Revision as of 16:44, 9 June 2015

In his 1990 lecture to the International Congress of Mathematicians in Paris, David Hilbert presented a list of open problems in mathematics. He expressed the 2nd of these problems, known variously as the compatibility of the arithmetical axioms and the consistency of arithmetic, as follows:[1]

When we are engaged in investigating the foundations of a science, we must set up a system of axioms which contains an exact and complete description of the relations subsisting between the elementary ideas of that science. The axioms so set up are at the same time the definitions of those elementary ideas; and no statement within the realm of the science whose foundation we are testing is held to be correct unless it can be derived from those axioms by means of a finite number of logical steps. Upon closer consideration the question arises: Whether, in any way, certain statements of single axioms depend upon one another, and whether the axioms may not therefore contain certain parts in common, which must be isolated if one wishes to arrive at a system of axioms that shall be altogether independent of one another.
But above all I wish to designate the following as the most important among the numerous questions which can be asked with regard to the axioms: To prove that they are not contradictory, that is, that a definite number of logical steps based upon them can never lead to contradictory results.

In the decades that followed his lecture, Hilbert made this 2nd problem more explicit by developing “a formal system of explicit assumptions” (see Axiom and Axiomatic method) upon which he intended to base the methods of mathematical reasoning. He then stipulated that any such system must be shown to have these characteristics:[2][3]

  1. the assumptions should be "independent" of one another (see Independence)
  2. the assumptions should be “consistent” (free of contradictions) (see Consistency)
  3. the assumptions should be “complete” (represents all the truths of mathematics) (see Completeness)
  4. there should be a procedure for deciding whether any statement expressed using the system is true or not) (see Decision problem and Undecidability)

Hilbert's 2nd problem is said by some to have been solved, albeit in a negative sense, by K. Gödel (see Hilbert problems and Gödel incompleteness theorem).

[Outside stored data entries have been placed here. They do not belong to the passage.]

PR #7951, opened 2026-08-11
Fix tag stripping in email text sanitization

drbyte:
Fix tag stripping in email text sanitization

## Summary

`Email::sanitizeTextContent()` builds the `text/plain` part of every outgoing email. Its tag-stripping step behaves inconsistently: whether a tag is removed depends on its first letter and its letter case, and closing tags come back with the slash dropped (`</div>` → `<div>`).

This replaces the regex with the alternation it was always meant to be. No new dependencies, no change to the surrounding pipeline.

Narrower revisit of the tag-stripping hunk originally proposed in #7950, which was dropped from that PR before merge. The infinite-loop fix from #7950 is unaffected.

## Why the old code looks the way it does

Worth reading before reviewing the regex — it is **not** an allowlist of "safe tags to keep". It exists to tell a real HTML tag apart from a literal `<` in content, so `strip_tags()` does not eat a product name like `Widget <Large>`.

- **`1a48ad0b1` (2013-07-23)** — CHANGE-417, *"email confirmation gets truncated on the `<` symbol in product names"*. First form protected `<` when not followed by a letter: `preg_replace("/<([^[:alpha:]])/", '@lt@\\1', ...)`. That does not fix the reported case, since `<Large>` starts with a letter.
- **`72d63b9df` (2013-07-23)** — amended before landing, and the version that reached 2.0–2.3 and master. Swapped `[:alpha:]` for a class built from tag names, expressing "recognise these as tags; treat every other `<` as content." This version worked for the reported case.
- **`c04e0b74b` (2013-11-06)** — *"fix problem leftover in welcome emails"*: added `li|ol|ul` and changed `<` to `</?`. This is where it broke. Adding `li|ol|ul` put the letter `l` into the character class, so `<large>` stopped being protected; and the `</?` capture keeps only the character after `</`, which is why closing tags lose their slash.

The root flaw dates from July: PCRE reads `[^(strong>|br ?\/?>|...)]` as a set of single characters, not a list of tag names.

## The change

```php
$email_text = preg_replace('~<(?!/?(?:' . self::TAGS_TO_STRIP . ')(?:[\s/][^<>]*)?>)~i', self::LT_PLACEHOLDER, $email_text);
$email_text = strip_tags($email_text);
$email_text = str_replace(self::LT_PLACEHOLDER, '<', $email_text);
```

The trailing `>` is load-bearing: the tag must be seen to close before it is trusted as markup. 
A bare `\b` would also match before punctuation, so `<BR-2032`, `<UL-94` and `<A/V` would read as tags and `strip_tags()` would delete to the next `>` — or to the end of the message.

## Behaviour changes

| input | before | after |
|---|---|---|
| `a<BR />b` | `a<BR />b` | `ab` |
| `<STRONG>x</STRONG>` | `<STRONG>x<STRONG>` | `x` |
| `<div class="x">div text</div>` | `<div class="x">div text<div>` | `<div class="x">div text</div>` |
| `<table><tr><td>cell</td></tr></table>` | `cell` | preserved verbatim |
| `<h1>Heading</h1>` | `Heading` | preserved verbatim |

Unchanged: lowercase `<strong>`, `<a>`, `<br>`, `<script>`, `<iframe>`, `` are stripped as before; `<Large>`, `<Small>` and `5 < 6` still survive.

**Note the last two rows** — because the old regex keyed off a tag's *first letter*, it deleted anything starting with `s t r o n g b a h e f p c i l u m`. Those tags now pass through as literal text. This is a widening of what can land in a plaintext body, not just de-mangling. Bounded in practice: core email language constants contain none of these, and `contact_us` already strip_tags at intake. It is a content-quality change — `$text` reaches only `Body`/`AltBody` and the archive table, so there is no rendering path in core.

## Note for reviewers: the tag list is a correctness constraint

`TAGS_TO_STRIP` is not a matter of taste. Anything listed is treated as markup; anything absent is content. `small`, `big`, `center` and `table` are real HTML tag names *and* ordinary English words, so adding them would truncate product names like `Widget <Small>` while `<Large>` kept working — a partial re-run of CHANGE-417. `testProductNameSizesInAngleBracketsAreNeverTruncated` guards this.

`img` is included because it wraps no readable content, so leaving it would put raw markup in a plaintext body; current master already removes it.

Open to argument on adding the unambiguous structural tags (`svg`, `form`, `input`, `h1`–`h6`, `select`, `textarea`, `meta`, `pre`, `blockquote`) to restore the stripping master did by accident.

## Testing

`Unit/testsEmail/` — 36 tests covering currency translations, entity cleanup, the html-fallback branch, disclaimers, and tag handling. Full Unit suite: 605 tests, 1539 assertions, 0 failures, 0 errors.

Run with process isolation, as `composer run tests-unit` does:

    vendor/bin/phpunit --configuration phpunit.xml --process-isolation --testsuite Unit

## Out of scope

- The `empty()`/`break` guard in the currency loop is left as-is deliberately: making a malformed pair skip rather than terminate would turn a config typo from inert into silently   removing text from emails.
- The `"\x00" => ' '` mapping is unreachable except for `xml_record`, because `strip_tags()`   removes NUL first. Pinned by tests, not changed here.
- The `@lt@` placeholder is retained to keep the diff small; removing it entirely is a sensible   follow-up.

### DIFF
--- a/includes/classes/Email.php
+++ b/includes/classes/Email.php
@@ -326,12 +326,22 @@ class Email
              * depended on its first letter and its letter case.
              *
              * The tag must also be seen to CLOSE before it is trusted as markup. A bare word
-             * boundary is not enough: it matches before punctuation too, so "<BR-2032",
-             * "<UL-94" and "<A/V" would read as tags, and strip_tags() would then delete from
-             * that '<' to the next '>' - or to the end of the text if there is no '>'.
+             * boundary is not enough: it matches before punctuation too, so "<BR-2032" and
+             * "<UL-94" would read as tags, and strip_tags() would then delete from that '<' to
+             * the next '>' - or to the end of the text if there is no '>'.
+             *
+             * The two branches after the tag name are not interchangeable. Whitespace may be
+             * followed by anything (attributes), but a slash may only be followed by optional
+             * whitespace and then '>', i.e. a genuine self-closing tag. Allowing arbitrary text
+             * after the slash would swallow ordinary labels such as "<A/V>", "<I/O>" and
+             * "<P/N 123>", which are markup only by coincidence.
+             *
+             * Known limitation: a listed tag name followed by content containing a later '>'
+             * is still consumed - "Is 5 <A bigger number than 3? Thanks -> Bob" loses its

And yet, in his 2000 Distinguished Lecture to the Carnegie Mellon University School of Computer Science, Gregory Chaitin began his remarks as follows:[4]

I’d like to make the outrageous claim, that has a little bit of truth, that actually all of this that’s happening now with the computer taking over the world, the digitalization of our society, of information in human society, you could say in a way is the result of a philosophical question that was raised by David Hilbert at the beginning of the century.

The philosophical question to which Chaitin was referring is the surmise at the heart of Hilbert’s 2nd problem.

Chaitin titled his lecture “A Century of Controversy Over the Foundations of Mathematics.” This article presents a brief history of this ongoing controversy.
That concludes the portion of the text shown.